#### EXERCISE INPUT:
PR #13, opened 2022-12-20
W3C-style trace context propagation

dgoffredo:
This implements [W3C-style][1] trace context propagation using the "traceparent" and "tracestate" headers. It is based on a internal design document.

It's an extension of work done previously in https://github.com/DataDog/dd-trace-cpp/pull/12.

In addition to adding the `PropagationStyle::W3C`, this work also resulted in the following changes:

- `struct ExtractedData` was factored out into its own `extracted_data.{h,cpp}`.
- The `hex` function was factored out into its own `hex.{h,cpp}`.
- `bin/check` was added, and `bin/test` modified, for minor development convenience.
- The representation of trace tags is now `vector<pair<string, string>>` instead of the previous `unordered_map<string, string>`. This made unit tests simpler and more honest, and the preservation of order is a nice property to have, likely without any performance penalty.
- Trailing whitespace was removed from the code.

[1]: https://www.w3.org/TR/trace-context/


src/datadog/hex.h
```diff
@@ -0,0 +1,31 @@
...
+#include <utility>
+
+namespace datadog {
+namespace tracing {
+
+// Return the specified `value` formatted as a lower-case hexadecimal string
+// without any leading zeroes.
+template <typename Integer>
+std::string hex(Integer value) {
+  // 4 bits per hex digit char, and then +1 char for possible minus sign
```
cgilmour, line 19: Negative hex values shouldn't be a thing here, since it's intended to be an encoding of a bit pattern (more like a hexdump) instead of a representation of a numeric value.

src/datadog/trace_segment.cpp
```diff
@@ -1,40 +1,56 @@
...
+    std::string message;
+    message +=
+        "Serialized x-datadog-tags header value is too large.  The configured "
+        "maximum size is ";
+    message += std::to_string(tags_header_max_size);
+    message += " bytes, but the encoded value is ";
+    message += std::to_string(encoded_trace_tags.size());
+    message += " bytes.";
+    logger.log_error(message);
+    local_root_tags[tags::internal::propagation_error] = "inject_max_size";
```
cgilmour, line 50: Why on local-root instead of the span specifically?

#### ABOUT THIS TASK:
Copy out each line from the preceding entries that mentions the word "factored".

#### TASK RESPONSE:
- `struct ExtractedData` was factored out into its own `extracted_data.{h,cpp}`.
- The `hex` function was factored out into its own `hex.{h,cpp}`.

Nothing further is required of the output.